Material for the task:
PR #1393, opened 2016-03-19
Config editor

joolswills:
Switching to use quoted values for retroarch.cfg - when retroarch saves the configs itself it uses quotes, since we were not, it broke the config editor - so we might as well just use quotes (even though their skeleton config file does not.

### DIFF
--- a/scriptmodules/libretrocores/lr-pcsx-rearmed.sh
+++ b/scriptmodules/libretrocores/lr-pcsx-rearmed.sh
@@ -47,9 +47,5 @@ function configure_lr-pcsx-rearmed() {
     mkRomDir "psx"
     ensureSystemretroconfig "psx"
 
-    # system-specific, PSX
-    iniConfig " = " "" "$configdir/psx/retroarch.cfg"
-    iniSet "rewind_enable" "false"
-
     addSystem 1 "$md_id" "psx" "$md_inst/libretro.so"
 }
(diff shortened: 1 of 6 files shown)


scriptmodules/libretrocores/lr-pcsx-rearmed.sh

Exercise brief: Filter the records above down to the lines that hold the string "pcsx".

Solved problem:
--- a/scriptmodules/libretrocores/lr-pcsx-rearmed.sh
+++ b/scriptmodules/libretrocores/lr-pcsx-rearmed.sh
@@ -47,9 +47,5 @@ function configure_lr-pcsx-rearmed() {
scriptmodules/libretrocores/lr-pcsx-rearmed.sh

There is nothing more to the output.